- [Task objective]: Restate each entry shown beneath this instruction, keeping its wording intact.

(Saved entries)
PR #3062, opened 2026-06-09
Guard rasterize() against geometry/like CRS mismatch (#3058)

### LINKED ISSUE #3058: rasterize() silently ignores CRS mismatch between geometries and like template
**Describe the bug**

`rasterize(geometries, like=template)` ignores any mismatch between the CRS of the input geometries and the CRS of the `like` template. `_parse_input` reads a GeoDataFrame's geometry and property columns but drops `gdf.crs`. When `like` is passed, `_extract_grid_from_like` carries the template's CRS through its non-dim coords (rioxarray's `spatial_ref`) and its `attrs` (`attrs['crs']`), and those land on the output.

So a lat/lon (EPSG:4326) GeoDataFrame can be rasterized against an EPSG:3857 template, and the output comes back tagged EPSG:3857 with no warning. The geometry coordinates were never reprojected, so the raster is wrong, but it carries an authoritative-looking CRS.

**Expected behavior**

When both the geometries and the `like` template carry a CRS, rasterize should compare them and raise when they disagree instead of emitting a mislabeled raster. A parameter should let callers turn the check off when they already know the coordinates line up.

**Additional context**

- `_parse_input` drops `gdf.crs` (xrspatial/rasterize.py around line 2764)
- `_extract_grid_from_like` keeps the template CRS via extra_coords and attrs (around lines 2954, 2970)
- output attrs propagate from `like_attrs` (around line 3462)

The accessor already does this elsewhere: `_open_geotiff_windowed` normalizes both CRS values through pyproj and raises on mismatch unless `auto_reproject=True`.

brendancol:
Closes #3058

## What

`rasterize(geometries, like=template)` no longer silently burns geometries onto a template in a different CRS.

- `_parse_input` now returns the GeoDataFrame's `.crs` instead of dropping it.
- A new `_like_crs` helper reads the template CRS (`attrs['crs']`, `attrs['crs_wkt']`, the `spatial_ref` coord, or `rio.crs`), matching `polygonize._detect_raster_crs`.
- When both sides carry a CRS, `rasterize` normalizes them through pyproj and raises `ValueError` on mismatch. A new `check_crs=True` parameter (default) gates this; `check_crs=False` opts out.

## Why

`_parse_input` discarded `gdf.crs` while `_extract_grid_from_like` propagated the template CRS onto the output. So an EPSG:4326 GeoDataFrame rasterized onto an EPSG:3857 template came back tagged EPSG:3857, with no reprojection and no warning. It looked authoritative but was wrong.

The geometries are never reprojected; reproject them to match the template, or pass `check_crs=False` to burn onto the template grid anyway.

## Backend coverage

The guard runs before backend dispatch, so it behaves the same for numpy, cupy, dask+numpy, and dask+cupy. Tests cover the numpy path plus the dask and cupy paths.

## Test plan

- [x] Matching CRS passes; mismatched CRS raises; `check_crs=False` bypasses
- [x] CRS read from `attrs['crs']`, `attrs['crs_wkt']`, and the `spatial_ref` coord
- [x] No-op when either side lacks a CRS, and for the `(geometry, value)` iterable path
- [x] int EPSG vs `"EPSG:xxxx"` string compare equal
- [x] Invalid CRS value raises instead of disabling the guard
- [x] Existing rasterize suite still green (215 passed)

### DIFF
--- a/xrspatial/rasterize.py
+++ b/xrspatial/rasterize.py
@@ -2742,13 +2742,16 @@ def _run_dask_cupy(geometries, props_array, bounds, height, width, fill,
 # ---------------------------------------------------------------------------
 
 def _parse_input(geometries, column=None, columns=None):
-    """Normalise input to (geometry_list, props_array, bounds).
+    """Normalise input to (geometry_list, props_array, bounds, crs).
 
     Returns
     -------
     geom_list : list of shapely geometries
     props_array : (N, P) float64 array of property values
     bounds : tuple or None
+    crs : the GeoDataFrame's ``.crs`` (any pyproj-parseable value) or
+        ``None``.  Only a GeoDataFrame exposes a CRS; the
+        ``(geometry, value)`` iterable path always returns ``None``.
     """
     # Handle dask-geopandas by materializing eagerly.  Geometry data is
     # typically much smaller than the output raster, so this is fine.
@@ -2782,7 +2785,7 @@ def _parse_input(geometries, column=None, columns=None):
                     column = numeric_cols[0]
                 props_array = geometries[column].values.astype(
                     np.float64).reshape(-1, 1)
-            return geom_list, props_array, total_bounds
+            return geom_list, props_array, total_bounds, geometries.crs
     except ImportError:
         pass
 
@@ -2798,13 +2801,13 @@ def _parse_input(geometries, column=None, columns=None):
 
     if not geom_list:
         props_array = np.empty((0, 1), dtype=np.float64)
-        return geom_list, props_array, None
+        return geom_list, props_array, None, None
 
     props_array = np.array(value_list, dtype=np.float64).reshape(-1, 1)
 
     # Bounds computation is deferred: return None here and let the
     # caller compute bboxes only when bounds are actually needed.
-    return geom_list, props_array, None
+    return geom_list, props_array, None, None
 
 
 def _check_uniform_axis(axis_name, coords, expected_step):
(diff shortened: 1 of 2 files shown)


brendancol (commented):
## PR Review: Guard rasterize() against geometry/like CRS mismatch (#3058)

None.

- `_like_crs` wraps the `rio.crs` lookup in a bare `except Exception` (rasterize.py:3010-3015). That matches the broad catch in `polygonize._detect_raster_crs`, so it is consistent with the codebase, but it also swallows a real rioxarray error (say a corrupt spatial_ref) and falls through to `None`, which disables the guard for that template. Since the resolution order checks `attrs['crs']`, `attrs['crs_wkt']`, and the `spatial_ref` coord first, this only bites templates that rely solely on `rio.crs`, so it is minor. A short comment on the intent would help; matching the existing helper is defensible either way.

- The mismatch error embeds `geom_crs!r`, which for a geopandas frame is a multi-line pyproj CRS repr, so the message runs long. `accessor._open_geotiff_windowed` does the same thing, so it is consistent, but a `to_epsg()`-style summary would read better. Not blocking.

### What looks good
- The guard runs before backend dispatch and before any host or device allocation, so it behaves the same across numpy, cupy, dask+numpy, and dask+cupy with no per-backend code.
- CRS resolution in `_like_crs` follows the same order as `polygonize._detect_raster_crs`, so a template round-trips the same CRS through rasterize and polygonize.
- Both sides go through `pyproj.CRS` before `.equals()`, so int EPSG, "EPSG:xxxx" strings, and WKT all compare correctly. Same precedent as `accessor.py`.
- The `check_crs=False` opt-out is documented and tested, and the no-op-when-either-side-is-None behavior keeps CRS-less inputs working unchanged.
- Tests cover the attrs, crs_wkt, and spatial_ref resolution paths, the bypass, int-vs-string equivalence, invalid-CRS surfacing, and the dask and cupy backends.

### Checklist
- [x] Algorithm matches reference/paper (N/A, validation guard)
- [x] All implemented backends produce consistent results (guard pre-dispatch)
- [x] Dask chunk boundaries handled correctly (guard runs before chunking)
- [x] Benchmark exists or is not needed (not needed, validation-only)
- [x] README feature matrix updated (N/A, no new function or backend change)

brendancol (commented):

Both findings from the first pass are resolved.

- Suggestion (bare except in `_like_crs`): added a comment at rasterize.py:3014 explaining the broad catch is deliberate. `.rio` raises AttributeError without rioxarray, and `rio.crs` can raise on a malformed georeference, so either way the template is treated as having no detectable CRS and the attrs/spatial_ref paths stay the source of truth. Behavior is unchanged on purpose; narrowing the type would break the no-rioxarray path.
- Nit (long pyproj repr in the error): the mismatch message now labels each side with a compact `EPSG:xxxx`, falling back to the CRS name when no EPSG code exists. A new test asserts the message is single-line and contains both codes.

Tests: 17 in the new file, all green; the full rasterize suite is still 231 passed, 2 skipped. flake8 clean.

No new issues found.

- [Completed task]:
PR #3062, opened 2026-06-09
Guard rasterize() against geometry/like CRS mismatch (#3058)

### LINKED ISSUE #3058: rasterize() silently ignores CRS mismatch between geometries and like template
**Describe the bug**

`rasterize(geometries, like=template)` ignores any mismatch between the CRS of the input geometries and the CRS of the `like` template. `_parse_input` reads a GeoDataFrame's geometry and property columns but drops `gdf.crs`. When `like` is passed, `_extract_grid_from_like` carries the template's CRS through its non-dim coords (rioxarray's `spatial_ref`) and its `attrs` (`attrs['crs']`), and those land on the output.

So a lat/lon (EPSG:4326) GeoDataFrame can be rasterized against an EPSG:3857 template, and the output comes back tagged EPSG:3857 with no warning. The geometry coordinates were never reprojected, so the raster is wrong, but it carries an authoritative-looking CRS.

**Expected behavior**

When both the geometries and the `like` template carry a CRS, rasterize should compare them and raise when they disagree instead of emitting a mislabeled raster. A parameter should let callers turn the check off when they already know the coordinates line up.

**Additional context**

- `_parse_input` drops `gdf.crs` (xrspatial/rasterize.py around line 2764)
- `_extract_grid_from_like` keeps the template CRS via extra_coords and attrs (around lines 2954, 2970)
- output attrs propagate from `like_attrs` (around line 3462)

The accessor already does this elsewhere: `_open_geotiff_windowed` normalizes both CRS values through pyproj and raises on mismatch unless `auto_reproject=True`.

brendancol:
Closes #3058

## What

`rasterize(geometries, like=template)` no longer silently burns geometries onto a template in a different CRS.

- `_parse_input` now returns the GeoDataFrame's `.crs` instead of dropping it.
- A new `_like_crs` helper reads the template CRS (`attrs['crs']`, `attrs['crs_wkt']`, the `spatial_ref` coord, or `rio.crs`), matching `polygonize._detect_raster_crs`.
- When both sides carry a CRS, `rasterize` normalizes them through pyproj and raises `ValueError` on mismatch. A new `check_crs=True` parameter (default) gates this; `check_crs=False` opts out.

## Why

`_parse_input` discarded `gdf.crs` while `_extract_grid_from_like` propagated the template CRS onto the output. So an EPSG:4326 GeoDataFrame rasterized onto an EPSG:3857 template came back tagged EPSG:3857, with no reprojection and no warning. It looked authoritative but was wrong.

The geometries are never reprojected; reproject them to match the template, or pass `check_crs=False` to burn onto the template grid anyway.

## Backend coverage

The guard runs before backend dispatch, so it behaves the same for numpy, cupy, dask+numpy, and dask+cupy. Tests cover the numpy path plus the dask and cupy paths.

## Test plan

- [x] Matching CRS passes; mismatched CRS raises; `check_crs=False` bypasses
- [x] CRS read from `attrs['crs']`, `attrs['crs_wkt']`, and the `spatial_ref` coord
- [x] No-op when either side lacks a CRS, and for the `(geometry, value)` iterable path
- [x] int EPSG vs `"EPSG:xxxx"` string compare equal
- [x] Invalid CRS value raises instead of disabling the guard
- [x] Existing rasterize suite still green (215 passed)

### DIFF
--- a/xrspatial/rasterize.py
+++ b/xrspatial/rasterize.py
@@ -2742,13 +2742,16 @@ def _run_dask_cupy(geometries, props_array, bounds, height, width, fill,
 # ---------------------------------------------------------------------------
 
 def _parse_input(geometries, column=None, columns=None):
-    """Normalise input to (geometry_list, props_array, bounds).
+    """Normalise input to (geometry_list, props_array, bounds, crs).
 
     Returns
     -------
     geom_list : list of shapely geometries
     props_array : (N, P) float64 array of property values
     bounds : tuple or None
+    crs : the GeoDataFrame's ``.crs`` (any pyproj-parseable value) or
+        ``None``.  Only a GeoDataFrame exposes a CRS; the
+        ``(geometry, value)`` iterable path always returns ``None``.
     """
     # Handle dask-geopandas by materializing eagerly.  Geometry data is
     # typically much smaller than the output raster, so this is fine.
@@ -2782,7 +2785,7 @@ def _parse_input(geometries, column=None, columns=None):
                     column = numeric_cols[0]
                 props_array = geometries[column].values.astype(
                     np.float64).reshape(-1, 1)
-            return geom_list, props_array, total_bounds
+            return geom_list, props_array, total_bounds, geometries.crs
     except ImportError:
         pass
 
@@ -2798,13 +2801,13 @@ def _parse_input(geometries, column=None, columns=None):
 
     if not geom_list:
         props_array = np.empty((0, 1), dtype=np.float64)
-        return geom_list, props_array, None
+        return geom_list, props_array, None, None
 
     props_array = np.array(value_list, dtype=np.float64).reshape(-1, 1)
 
     # Bounds computation is deferred: return None here and let the
     # caller compute bboxes only when bounds are actually needed.
-    return geom_list, props_array, None
+    return geom_list, props_array, None, None
 
 
 def _check_uniform_axis(axis_name, coords, expected_step):
(diff shortened: 1 of 2 files shown)


brendancol (commented):
## PR Review: Guard rasterize() against geometry/like CRS mismatch (#3058)

None.

- `_like_crs` wraps the `rio.crs` lookup in a bare `except Exception` (rasterize.py:3010-3015). That matches the broad catch in `polygonize._detect_raster_crs`, so it is consistent with the codebase, but it also swallows a real rioxarray error (say a corrupt spatial_ref) and falls through to `None`, which disables the guard for that template. Since the resolution order checks `attrs['crs']`, `attrs['crs_wkt']`, and the `spatial_ref` coord first, this only bites templates that rely solely on `rio.crs`, so it is minor. A short comment on the intent would help; matching the existing helper is defensible either way.

- The mismatch error embeds `geom_crs!r`, which for a geopandas frame is a multi-line pyproj CRS repr, so the message runs long. `accessor._open_geotiff_windowed` does the same thing, so it is consistent, but a `to_epsg()`-style summary would read better. Not blocking.

### What looks good
- The guard runs before backend dispatch and before any host or device allocation, so it behaves the same across numpy, cupy, dask+numpy, and dask+cupy with no per-backend code.
- CRS resolution in `_like_crs` follows the same order as `polygonize._detect_raster_crs`, so a template round-trips the same CRS through rasterize and polygonize.
- Both sides go through `pyproj.CRS` before `.equals()`, so int EPSG, "EPSG:xxxx" strings, and WKT all compare correctly. Same precedent as `accessor.py`.
- The `check_crs=False` opt-out is documented and tested, and the no-op-when-either-side-is-None behavior keeps CRS-less inputs working unchanged.
- Tests cover the attrs, crs_wkt, and spatial_ref resolution paths, the bypass, int-vs-string equivalence, invalid-CRS surfacing, and the dask and cupy backends.

### Checklist
- [x] Algorithm matches reference/paper (N/A, validation guard)
- [x] All implemented backends produce consistent results (guard pre-dispatch)
- [x] Dask chunk boundaries handled correctly (guard runs before chunking)
- [x] Benchmark exists or is not needed (not needed, validation-only)
- [x] README feature matrix updated (N/A, no new function or backend change)

brendancol (commented):

Both findings from the first pass are resolved.

- Suggestion (bare except in `_like_crs`): added a comment at rasterize.py:3014 explaining the broad catch is deliberate. `.rio` raises AttributeError without rioxarray, and `rio.crs` can raise on a malformed georeference, so either way the template is treated as having no detectable CRS and the attrs/spatial_ref paths stay the source of truth. Behavior is unchanged on purpose; narrowing the type would break the no-rioxarray path.
- Nit (long pyproj repr in the error): the mismatch message now labels each side with a compact `EPSG:xxxx`, falling back to the CRS name when no EPSG code exists. A new test asserts the message is single-line and contains both codes.

Tests: 17 in the new file, all green; the full rasterize suite is still 231 passed, 2 skipped. flake8 clean.

No new issues found.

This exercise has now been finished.